Enter Harness, and the DevOps community was introduced to Continuous Verification (CV), where machine learning models learn normal application behavior to identify anomalies that can be flagged in future deployments. I caught up with one of our early customers who adopted our vision for Continuous Delivery along with Continuous Verification. They have successfully used Harness to flag service issues during deployments dozens of times, and thereby quickly responded to what could have been major outages.
This blog is an attempt to detail our recommended best strategy for achieving Continuous Delivery with high confidence, ensuring that deployed services are working as expected.
The best way to validate your deployments is during Canary analysis. With Canary, you deploy your containers or services in phases slowly building up to 100% of your cluster. The benefit of Canary is that early on in the deployment you have multiple versions of the containers or services running simultaneously.
Harness achieves best results by comparing the data from newly deployed services instances to data from services instances already running. This method can not be applied when you deploy your containers or services to 100% of your cluster at once. Below is an example of a two-phased Canary deployment with 50% of the cluster targeted at each phase deployed using Harness:
You need data for Data Science :). Harness can look into your transactional data, infrastructure metrics, and logs to validate your deployments. We integrate with a number of APM providers like AppDynamics, Prometheus, Datadog, NewRelic and a number of log aggregators like Elasticsearch, Splunk, and Sumo Logic. The customer I mentioned earlier uses NewRelic and Prometheus to instrument and collect data.
You setup verification against your APM or log providers on the early Canary phases when multiple versions are running simultaneously. Here is an example using NewRelic and CloudWatch in phase 1 to decide if the new containers are working well.
In the image above, our machine learning (ML) models are able to detect a high-risk transaction based on the NewRelic error metric displayed below:
Here is an example of the drill-down view that appears when you click the red circle. You see which containers are impacted at a container level, and the metric data analyzed.
Note that this is a multiphase deployment, so Harness can learn what is normal using data from the containers that have not been updated yet. This normalizes the result against changes in traffic or your environment because it applies equally to the old and new containers. So any deviations are most likely the result of your code commits or config changes within the container.

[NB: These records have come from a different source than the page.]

PR #2296, opened 2023-05-04
Add resizable editor/layout to playground

slorber:
When working with the playground and larger MDX content, I find it quite annoying to not being able to increase the size of the editors/AST explorer/preview

Also some CSS looked a bit messy/legacy and hardcoded, and there are some existing bugs like the horizontal scrollbar not appearing immediately:

CleanShot 2023-05-04 at 18 42 19@2x

----

I tried to do some cleanup, fix some bugs, and to make the height resizeable

CleanShot 2023-05-04 at 18 44 26@2x

CleanShot 2023-05-04 at 18 45 27

CleanShot 2023-05-04 at 18 46 54

CleanShot 2023-05-04 at 18 47 28

---

Not sure some of the CSS changes do not have any other unwanted impact on other pages, are they only used in the playground?

---

## Test links

Playground:
- before: https://mdxjs.com/playground/
- after: https://mdx-7kndugcie-mdx.vercel.app/playground/
- local: http://localhost:3000/playground/

### DIFF
--- a/docs/_asset/index.css
+++ b/docs/_asset/index.css
@@ -757,7 +757,9 @@ button.success {
   mask-image: paint(squircle);
   --squircle-radius: 10px;
   border-radius: 10px;
+}
 
+.frame-resizeable {
   display: flex;
   flex-direction: column;
   overflow: auto;
@@ -936,6 +938,10 @@ button.success {
   flex-grow: 1;
   margin: calc(0.125 * (1em + 1ex));
   background-color: var(--fg);
+}
+
+.playground-editor-options-tab-panel label {
+  margin-block: calc(0.5em);
 }
 
 .playground-result-badge::after {
--- a/docs/_asset/index.css
+++ b/docs/_asset/index.css
@@ -941,7 +941,7 @@ button.success {
 }
 
 .playground-editor-options-tab-panel label {
-  margin-block: calc(0.5em);
+  margin-block: 0.5em;
 }
 
 .playground-result-badge::after {
--- a/docs/_asset/index.css
+++ b/docs/_asset/index.css
@@ -301,11 +301,6 @@ pre code,
   background-color: #fafafa !important; /* Color from one-light */
 }
 
-.frame-body-box-fixed-height {
-  height: 20rem;
-  overflow-y: auto;
-}
-
 .frame-body-box {
   padding: calc(1em + 1ex);
 }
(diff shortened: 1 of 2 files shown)


docs/_asset/index.css
```diff
@@ -762,10 +757,21 @@ button.success {
   mask-image: paint(squircle);
   --squircle-radius: 10px;
   border-radius: 10px;
+
+  display: flex;
+  flex-direction: column;
+  overflow: auto;
+
+  min-height: 10rem;
+  height: 24rem;
```
slorber, line 766: these 2 can now be more easily adjusted to define the initial height of the panels

docs/_asset/index.css
```diff
@@ -789,11 +791,54 @@ button.success {
...
 .frame-body {
   border-bottom-left-radius: 3px;
   border-bottom-right-radius: 3px;
 }
 
+.react-tabs__tab-panel--selected > .frame-body {
+  flex-grow: 1;
+  display: flex;
+  flex-direction: column;
+}
```
wooorm, line 818: This selector applies to the options, making them rather big

docs/_asset/index.css
```diff
@@ -789,11 +791,54 @@ button.success {
...
+
+.react-tabs__tab-panel--selected:not(.tab-panel-scrollable) > .frame-body {
+  overflow: hidden;
+}
+
+.frame-body > div,
```
wooorm, line 824: This selector applies to the default “Box” (`padding: 1rem; background-color: violet;`) in the example, making it fill the available width. Is that intentional?

wooorm:
This also seems to affect all other code examples, such as on https://mdx-7kndugcie-mdx.vercel.app/table-of-components/. Perhaps use a new class specific to “resizable” code examples?

docs/_asset/index.css
slorber: Oh yes, this is because margin collapsing only applies to block and not flex

slorber: Fixed, also made them slightly smaller, will probably be better for introducing new options

CleanShot 2023-05-10 at 19 14 44@2x

docs/_asset/index.css
slorber: You mean the available height? 

Not intentional, fixed with better CSS scoping: `.frame-body > .playground-editor-code-mirror`

slorber:
> This also seems to affect all other code examples, such as on [mdx-7kndugcie-mdx.vercel.app/table-of-components](https://mdx-7kndugcie-mdx.vercel.app/table-of-components/). Perhaps use a new class specific to “resizable” code examples?

Should be fixed, added a class `.frame-resizeable`

slorber:
Note these reviews are a bit painful and it's easy to miss an unwanted side-effect.

On Docusaurus I started using a visual diff tool called Argos: I screenshot all sitemap pages before/after and generate a diff report from that. If you want to take a look the setup is not super complicated: https://github.com/facebook/docusaurus/pull/8947

wooorm (approved):

wooorm:
Thanks!

PR #2297, opened 2023-05-04
docs: instructions to run the docs locally

slorber:
I tried to infer the process from what I see being built on Vercel: https://vercel.com/mdx/mdx/A4DCozU1kbYNtMTc95JbAiNqt4m2

As far as I understand there's no dev mode with hot reload right?


wooorm:
Thank you!

PR #2318, opened 2023-06-28
Sort default components

remcohaszing:
This makes the output a bit more predictable.


wooorm:
- Why only `tags`?
- a direct `sort`, because it mutates *and* returns, always seems a bit finicky to me, maybe a `const tags = [...scope.tags].sort()`?

remcohaszing:
- What more than `tags`?
- It’s mutating a variable that only exists in the local scope, so I figured it’s ok. I can create a shallow copy if you still think that’s better.

wooorm:
There’s also `objects`, `components`, and `idToInvalidComponentName` in [`scope`](https://github.com/mdx-js/mdx/blob/cb427e256848dd118ed47b26d14029e7ca138c0f/packages/mdx/lib/plugin/recma-jsx-rewrite.js#L35-L39). `references` is already sorted it looks like!

> I can create a shallow copy if you still think that’s better.

Yeah I think it‘s slightly better, but it’s mostly theoretical yeah

remcohaszing:
I decided to sort the `actual` array, which is where `objects`, and `components` end up.

I also noticed some of these arrays contain unique values, so they would ideally be sets instead of arrays.

packages/mdx/lib/plugin/recma-jsx-rewrite.js
```diff
@@ -363,18 +365,22 @@ export function recmaJsxRewrite(options) {
...
                 // `const _component0 = _components['custom-element']`
                 declarations.push({
                   type: 'VariableDeclarator',
-                  id: {type: 'Identifier', name: componentName},
+                  id: {
+                    type: 'Identifier',
+                    name: /** @type {string} */ (
+                      scope.idToInvalidComponentName.get(id)
+                    )
+                  },
```
wooorm, line 383: It’s a bit sad this cast is needed, as we could use `.entries` above, though then that would make sorting a bit harder.

packages/mdx/test/compile.js
```diff
@@ -792,8 +792,8 @@ test('jsx', async () => {
       '/*@jsxRuntime automatic @jsxImportSource react*/',
       'function _createMdxContent(props) {',
       '  const _components = Object.assign({',
-      '    p: "p",',
-      '    em: "em"',
+      '    em: "em",',
+      '    p: "p"',
       '  }, props.components);',
```
wooorm, line 797: Is really only this one test case affected? I’d imagine a ton more would change?

packages/mdx/lib/plugin/recma-jsx-rewrite.js
remcohaszing: Actually that’s not too bad. I decided to change it.

packages/mdx/test/compile.js
remcohaszing: Yes. I was surprised too!

wooorm (approved):

PR #2320, opened 2023-07-04
Use node:test

remcohaszing:
This replaces `uvu` with the `node --test` command and `node:test` module.


packages/esbuild/package.json
```diff
@@ -57,7 +57,7 @@
   "scripts": {
     "prepack": "npm run build",
     "build": "tsc --build --clean && tsc --build && type-coverage",
-    "test-api": "uvu test \"\\.js$\"",
+    "test-api": "node test/index.test.js",
```
wooorm, line 60: The extra `.test` is superfluous to as all test files are already in a test folder. And it’s not how the rest of the projects look like.

packages/esbuild/test/index.test.js
```diff
@@ -140,36 +140,30 @@ test('@mdx-js/esbuild', async () => {
...
-    assert.match(
-      String(error),
-      /No loader is configured for "\.md" files/,
-      'should not handle `.md` files w/ `format: mdx`'
-    )
-  }
+    }),
+    new Error(
+      'Build failed with 1 error:\nerror: No loader is configured for ".md" files: test/esbuild.md'
+    ),
```
wooorm, line 151: I have bad experiences with providing strings. I think errors work the same. Different versions of Node throw different errors. Paths use different slashes across OSes.
Can you reuse the regexes that existed before?

packages/loader/package.json
```diff
@@ -67,7 +67,7 @@
   "scripts": {
     "prepack": "npm run build",
     "build": "tsc --build --clean && tsc --build && type-coverage",
-    "test-api": "uvu test \"\\.js$\"",
+    "test-api": "node --test",
```
wooorm, line 70: I don’t get the need for the `--test` flag?

packages/loader/test/index.test.js
```diff
@@ -80,11 +80,11 @@ webpack.mdx:1:22: Unexpected end of file in expression, expected a corresponding
     }
   })
 
-  assert.not.ok(reactBuild?.hasErrors())
+  assert.ok(!reactBuild?.hasErrors())
 
   // One for ESM loading CJS, one for webpack.
   const modReact = /** @type {{default: {default: MDXContent}}} */ (
-    // @ts-expect-error file is dynamically generated
+    // @ts-ignore file is dynamically generated
```
wooorm, line 87: Does this sometimes work now?

remcohaszing: It always sometimes worked. First the file can’t be found. If this test is reached, the file is writen, so the file is resolved. If the assertions succeed, the file is removed, and it’s an error again.

packages/esbuild/package.json
remcohaszing: I agree. I decided not to touch rename the file for now. I could though.

packages/loader/package.json
remcohaszing: `node --test` discovers and runs test files. It’s the most elegant way to run them IMO.

packages/esbuild/package.json
wooorm: Ahh okay missed that, yeah, uvu needed the file structure. I don’t mind renaming now!

packages/loader/test/index.test.js
wooorm: ah okay, perhaps we need better clean up then?

packages/loader/package.json
wooorm: `node index.js` does too? 😅

I feel like that’s much less “magic”. As it’s similar to how I run all other JS code?

remcohaszing: Sure, `node index.js` can run a single test file.

It matters as soon you have multiple test files (such as `@mdx-js/mdx`). At this point you need a tool to run all of these test files, which `node --test` provides. The alternative is to create a script that calls [`run`](https://nodejs.org/api/test.html#runoptions) from `node:test`, which is essentially what `node --test` does for you.

I like using `node --test` for everything, as it provides a single well-known entry point for running tests using the Node.js.

packages/loader/test/index.test.js
remcohaszing: Yes. As a follow-up, I would like to split these big test cases into smaller ones, like https://github.com/syntax-tree/estree-util-build-jsx/pull/7. That would make it simpler to add better cleanup functions.

packages/loader/package.json
wooorm: I also don’t really care to learn another [resolution mechanism](https://nodejs.org/api/test.html#running-tests-from-the-command-line), to learn that oh wait it doesn’t look for `.jsx` files (which might actually be a problem in this PR?)

packages/loader/test/index.test.js
wooorm: Yeah, sounds good

ChristianMurphy (commented):
Thanks @remcohaszing!
All for migrating to node:test.
Once CI is passing and @wooorm's comments are addressed this will LGTM.

packages/loader/package.json
remcohaszing: The difference is that `node --test` runs all test files in a separate process. Each test file is isolated. Also state from one file (e.g. a patched library or cwd) doesn’t leak into other test files. This is not the same as importing all test files.

Let’s say we have these files:

```js
// a.js
import { beforeEach, test } from 'node:test'

beforeEach(() => {
  console.log('beforeEach a')
})

test(() => {})
```

```js
// b.js
import { beforeEach, test } from 'node:test'

beforeEach(() => {
  console.log('beforeEach b')
})

test(() => {})
```

```js
// index.js
import './test/a.js'
import './test/b.js'
```

`node --test` runs `beforeEach` before each test in the file it’s defined in.

```sh
$ node --test   
ℹ beforeEach a
✔ <anonymous> (1.686736ms)
ℹ beforeEach b
✔ <anonymous> (1.722439ms)
ℹ tests 2
ℹ pass 2
ℹ fail 0
ℹ cancelled 0
ℹ skipped 0
ℹ todo 0
ℹ duration_ms 146.868511
```

`node --test` runs `beforeEach` before each test in all files imported.

```sh
$ node index.js 
beforeEach a
beforeEach b
beforeEach a
beforeEach b
✔ <anonymous> (1.814503ms)
✔ <anonymous> (0.353704ms)
ℹ tests 2
ℹ pass 2
ℹ fail 0
ℹ cancelled 0
ℹ skipped 0
ℹ todo 0
ℹ duration_ms 7.957022
```

Also the `npm test` script isn’t always used for running just tests. E.g. within the unified ecosystem it’s used to run testing, formatting, and linting.

I do agree it’s unfortunate `node --test` doesn’t support custom file extensions.

wooorm: Well that’s kinda my point, I don’t want stuff like that, that behaves differently when run one way or another 🥲 Again, I like just regular files, that don’t interfere, and if weird `process.cwd` hacks are needed that they clean up themselves. That *can* be run fine with Node normally.

And I don’t want to an API with a giant surface. I want to throw errors if stuff is wrong. And in 4 years, when a new test framework is around, we can switch again easily.

Feels very similar to whether to write in `.ts` or `.js` files. I am not against types or tests, far from it. But it’s so much easier to maintain things for years if files are just plain javascript files.

> within the unified ecosystem it’s used to run testing, formatting, and linting.

`test-api` and `test-coverage` do that, then.

You are sometimes going to need to pass other things to Node, with or without `--test`. So `node --test` doesn’t always run all the expected tests in the expected way. It sometimes needs to be configured. And that’s what npm scripts solve.

ChristianMurphy: > The difference is that node --test runs all test files in a separate process. Each test file is isolated. Also state from one file (e.g. a patched library or cwd) doesn’t leak into other test files. This is not the same as importing all test files.

On projects outside unified, I've tended to use the BDD API to handle this ([`describe`](https://nodejs.org/api/test.html#describename-options-fn) blocks with [`it`](https://nodejs.org/api/test.html#itname-options-fn) tests)
Which allows scoping `before`, `after`, `beforeEach`, and `afterEach` to a single test suite.

remcohaszing: > Well that’s kinda my point, I don’t want stuff like that, that behaves differently when run one way or another :smiling_face_with_tear: Again, I like just regular files, that don’t interfere, and if weird `process.cwd` hacks are needed that they clean up themselves. That _can_ be run fine with Node normally.

This is exactly what I want. I want test files that don’t interfere with each other, so tests can be run in isolation. I.e. when running `npm test` and something goes wrong in `test/compile.js`, I want to be able to run `node test/compile.js` to troubleshoot the issue. This isn’t possible if it’s run via an import, because other tests might interfere.

I also like using `describe` to organize somewhat bigger test suites, but that’s not the same as running each test file in a separate process via `node --test`.

I will change it, because I’d rather move from `uvu` to `node:test` than block it over this, but I really think we should leverage `node --test`.

wooorm (approved):

wooorm:
TLDR didn’t read everything but LGTM ;)

PR #2327, opened 2023-07-14
Use subtests for esbuild, mdx, and remark-mdx

remcohaszing:
These packages have significantly sized test cases. Using subtests helps when troubleshooting these tests.

### DIFF
--- a/packages/esbuild/test/index.js
+++ b/packages/esbuild/test/index.js
@@ -102,6 +102,7 @@ test('@mdx-js/esbuild', async (t) => {
       plugins: [esbuildMdx()]
     })
 
+    /** @type {MDXContent} */
     const Content =
       /* @ts-expect-error file is dynamically generated */
       (await import('./esbuild-md.js')).default // type-coverage:ignore-line
@@ -128,6 +129,7 @@ test('@mdx-js/esbuild', async (t) => {
       plugins: [esbuildMdx({mdExtensions: [], mdxExtensions: ['.md']})]
     })
 
+    /** @type {MDXContent} */
     const Content =
       /* @ts-expect-error file is dynamically generated */
       (await import('./esbuild-md-as-mdx.js')).default // type-coverage:ignore-line
@@ -471,6 +473,7 @@ test('@mdx-js/esbuild', async (t) => {
       bundle: true
     })
 
+    /** @type {MDXContent} */
     const Content =
       /** @ts-expect-error file is dynamically generated */
       (await import('./esbuild-compile-from-memory.js')).default // type-coverage:ignore-line
@@ -499,6 +502,7 @@ test('@mdx-js/esbuild', async (t) => {
         bundle: true
       })
 
+      /** @type {MDXContent} */
       const Content =
         /** @ts-expect-error file is dynamically generated */
         (await import('./esbuild-compile-from-memory-empty.js')).default // type-coverage:ignore-line
@@ -531,6 +535,7 @@ test('@mdx-js/esbuild', async (t) => {
       plugins: [esbuildMdx({allowDangerousRemoteMdx: true})]
     })
 
+    /** @type {MDXContent} */
     const Content =
       /* @ts-expect-error file is dynamically generated */
       (await import('./esbuild-with-remote-md.js')).default // type-coverage:ignore-line
@@ -568,6 +573,7 @@ test('@mdx-js/esbuild', async (t) => {
       plugins: [esbuildMdx({allowDangerousRemoteMdx: true})]
     })
 
+    /** @type {MDXContent} */
     const Content =
       /* @ts-expect-error file is dynamically generated */
       (await import('./esbuild-with-remote-mdx.js')).default // type-coverage:ignore-line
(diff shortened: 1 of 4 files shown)


packages/esbuild/test/index.js
```diff
@@ -16,177 +16,189 @@ import React from 'react'
...
+
+    /** @type {MDXContent} */
+    const Content =
+      /* @ts-expect-error file is dynamically generated */
+      (await import('./esbuild.js')).default // type-coverage:ignore-line
+
+    assert.equal(
+      renderToStaticMarkup(React.createElement(Content)),
+      '<h1>Hello, World!</h1>',
+      'should compile'
```
wooorm, line 43: a) I thought you didn’t want assertion messages?
b) to not have messages there, I have been moving those to `x` in `test(x, ...)`. So ``'should compile `.md`'`` instead of `'MD'`

wooorm (commented):
Looks like a couple cases earlier on have a capitalized, different message, while the assertion message is still in place. I think you can move that message to the test case (so that it prints like “should ...”). Then it’s TLDR but fine!

ChristianMurphy (approved):
Thanks @remcohaszing!
It might be even nicer to use `describe` and `it("should ...")` for suites and tests, but that is nice to have.
This in and of itself is a good improvement. 👍

wooorm:
I’m personally not much of a fan of describe and it. AFAIK they don’t add anything really, and using `test` only seems just simpler?

packages/esbuild/test/index.js
remcohaszing: The esbuild tests were already somewhat categorized using comments. I used those comments as the test names. I changed it to use the previous assertion messages now, as that’s consistent with the other tests indeed.

remcohaszing:
I like using `describe` blocks, but chose subtests because @wooorm has expressed he prefers those in another issue somewhere. It’s mostly a stylistic difference.

ChristianMurphy:
> AFAIK they don’t add anything really

They add clarity, by being closer to natural language.
`describe` clarifies this is what we are testing.
`it` naturally flows into test description beginning with `"should ..."`.

> and using `test` only seems just simpler?

some `test` actually test things, other `test` don't test anything and act only as a label, that feels more confusing to me.

Again, this is not a blocker.

wooorm:
Thanks Remco! Appreciate the work! <3

wooorm:
@ChristianMurphy

> They add clarity, by being closer to natural language.

I don’t really buy into this argument; it sounds nice, but if that’s the case, why don‘t we do that in other places as much as tests?

> some test actually test things, other test don't test anything and act only as a label, that feels more confusing to me.

It used to be that there was a clearer divide between test as the whole wrapper, and assert for the actual testing things. Remco pointed out that he prefers wrapping assertions into separate test cases so that tests keep running if one assertion fails, and that the output is nicer (you see a bunch of green stuff for what’s good, red stuff for what isn’t).
These are differences where `tape` was different from `node:test`. Although I find it noisy to have so many `test` cases, I think they’re fine trade-offs, dropping a dev-dep and switching to the built in `node:test` is nicer.

I feel like that’s more *another* layer of `test`s grouping things; assertions still do the only “actual testing”: all `test`s are just groupings and labels.

ChristianMurphy:
> why don‘t we do that in other places as much as tests?

That's a good question, why not?
I don't really buy into "we have unclear naming already, so let's keep doing it"

> These are differences where `tape` was different from `node:test`. Although I find it noisy to have so many test cases, I think they’re fine trade-offs, dropping a dev-dep and switching to the built in `node:test` is nicer.

agreed

> I feel like that’s more another layer of `test`s grouping things; assertions still do the only “actual testing”: all `test`s are just groupings and labels.

I agree there is another layer of grouping.
I feel like spec style testing (`describe` and `it`) fits better with `unified`'s culture of coding to spec.
And that the main reason it isn't already in place, is that `tape` didn't support this convention for testing.

wooorm:
> That's a good question, why not?

My personal answer would be: because programming is not natural language. Trying to merge them doesn’t work well. But that’s from my experience.

> And that the main reason it isn't already in place, is that tape didn't support this convention for testing.

I used to use it https://github.com/retextjs/retext/blob/1.0.0/test.js, jasmine/mocha, I personally preferred `t` style over describe/it-style!

ChristianMurphy:
> My personal answer would be: because programming is not natural language. Trying to merge them doesn’t work well. But that’s from my experience.

I'm not saying they are precisely the same, nor that we should merge them.
We do aim to name things sensibly in English, with names that follow convention so they are easily understood.
Spec driven development naming is one such convention.

> This is interesting! Why?

It by naming convention and design convention focuses on, the why and what of how a piece of code should work.
Over a standard test driven approach, which aims to hit 100% coverage, without much consideration to why specific features or edge cases are needed.

wooorm:
> We do aim to name things sensibly in English, with names that follow convention so they are easily understood.

Important distinction is of course, sure, we *use* natural language, but trying to make a running English sentence with code is something else.

To me, `test('should parse a self-closing tag', …` reads as clearly as `it('should parse a self-closing tag', …`. But having one name for grouping things, `test`, seems easier.

PR #2358, opened 2023-09-29
Fix site

wooorm:
* new very fast, more spacious, playground
* proper syntax highlighting for MDX
* static (except for playground), no RSC, super fast, can be hosted everywhere


wooorm:
i ain't reading all that; i'm happy for u tho; or sorry that happened

PR #2375, opened 2023-10-19
Replace Object.assign with spread syntax in docs

remcohaszing:
`estree-util-build-jsx` was updated to version 3, which uses spread syntax. However, some documentation was still using `Object.assign` in output examples.


wooorm:
I’m still about to go through all the docs, and check all input/output examples.

Do you think you have all? I can merge but I’ll go through everything anyway!

remcohaszing:
Ah ok, I thought maybe you missed this. These were all occurrences of `Object.assign`.

ChristianMurphy (approved):

PR #2377, opened 2023-10-20
Add GitHub pages

remcohaszing:
This requires additional changes in the repository GitHub Pages settings. _Source_ needs to be set to _GitHub Actions_, and a custom domain needs to be configured.


.github/workflows/website.yml
```diff
@@ -0,0 +1,25 @@
+name: website
+on:
+  push:
+    branches: [main]
```
wooorm, line 4:
```suggestion
    branches:
      - main
```

.github/workflows/website.yml
```diff
@@ -0,0 +1,25 @@
...
+jobs:
+  deploy:
+    runs-on: ubuntu-latest
+    permissions:
+      contents: read
+      pages: write
+      id-token: write
+    environment:
+      name: Website
+      url: ${{ steps.deployment.outputs.page_url }}
```
wooorm, line 14:
```suggestion
      url: ${{steps.deployment.outputs.page_url}}
```

.github/workflows/website.yml
```diff
@@ -0,0 +1,25 @@
...
+    steps:
+      - uses: actions/checkout@v4
+      - uses: actions/setup-node@v3
+        with: {node-version: 18}
```
wooorm, line 18:
```suggestion
        with:
          node-version: 18
```

wooorm: Why 18? `node` is the always stable one. Perhaps that?

wooorm (commented):
One Q rest stylistic

.github/workflows/website.yml
remcohaszing: I copy-pasted this and forgot to update.

wooorm (approved):

wooorm:
>  a custom domain needs to be configured.

Do you mean a `CNAME` file in `public/`?

remcohaszing:
No, when using GitHub actions as a source, the custom domain must be configured under the pages settings.

wooorm:
I think that’s the same? when you change the custom domain in the interface, it writes to a CNAME file? Or at least it always used to be that way?

remcohaszing:
I found it in the [docs](https://docs.github.com/en/pages/configuring-a-custom-domain-for-your-github-pages-site/managing-a-custom-domain-for-your-github-pages-site#configuring-a-subdomain) now:

> Under "Custom domain", type your custom domain, then click **Save**. If you are publishing your site from a branch, this will create a commit that adds a `CNAME` file directly to the root of your source branch. If you are publishing your site with a custom GitHub Actions workflow, no `CNAME` file is created. For more information about your publishing source, see "[Configuring a publishing source for your GitHub Pages site](https://docs.github.com/en/pages/getting-started-with-github-pages/configuring-a-publishing-source-for-your-github-pages-site)."

PR #2392, opened 2023-11-04
Fix reset of playground render errors

ManasMakde:
The error boundary does not automatically reset on changing the text value, To fix it the [`value`](https://github.com/mdx-js/mdx/blob/efff74e48aec9286c62185bf04f7b8aa72e07bd6/docs/_asset/editor.jsx#L149C45-L149C45) state was added to the `resetKeys` in `ErrorBoundary`

You can see the difference on the [official site](https://mdxjs.com/playground/) vs localhost:

https://github.com/mdx-js/mdx/assets/73928607/ce24eb47-b9f9-41be-8882-a5d1c54ad9be

### DIFF
--- a/docs/_asset/editor.jsx
+++ b/docs/_asset/editor.jsx
@@ -210,7 +210,7 @@ function Playground() {
           })
 
           return (
-            <ErrorBoundary FallbackComponent={ErrorFallback}>
+            <ErrorBoundary FallbackComponent={ErrorFallback} resetKeys={[value]}>
               <div className="playground-result">{mod.default({})}</div>
             </ErrorBoundary>
           )


wooorm:
a) it does seem to work for me? 🤔
b) there’s a button under the error you could click if not?

ManasMakde:
a) I don't understand what you mean?

b) The button works but it feels too tedious & disturbs the typing flow and it would be quite nice feature given the change is only 1 line :)

c) I didn't find it either but I found [this solution on stackoverflow](https://stackoverflow.com/a/71884022)

wooorm:
> a) I don't understand what you mean?

You have a bug. I don’t have that bug

> c) I didn't find it either but I found [this solution on stackoverflow](https://stackoverflow.com/a/71884022)

That seems to be about `key`? Which is a React thing, unrelated to this package, although it indeed resets when it changes

---

Anyway, if this didn’t work for you and does not, sure, we can try it!

wooorm (approved):

wooorm:
Thank you!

This particular customer aborts the deployment as part of their Rollback/Intervention Strategy. They like to keep the small set of newly deployed containers or services, direct load toward it, and troubleshoot some more. You can also choose to continue with your deployment if the anomaly is something that can be quickly fixed, or choose to always initiate an immediate rollback.
Canary Verification Challenges
The following verification challenges can occur with Canary deployments:
- Can’t run multiple versions at the same time. This usually happens due to backward compatibility issues, upstream/downstream dependencies, and for stateful services
- Logs/metrics not collected for the service
- Collected data not stamped with the container-level metadata. Instead, there is only service or application-level metadata
- Don’t want the extra 15 minutes added for verification in each of the initial phases. Verification might take more time than you desire for a phase of your deployment.
If you have to use a different deployment strategy like Blue/Green, don’t despair. Harness has Blue/Green validation strategy second only to Canary analysis. I will cover this in a future blog post.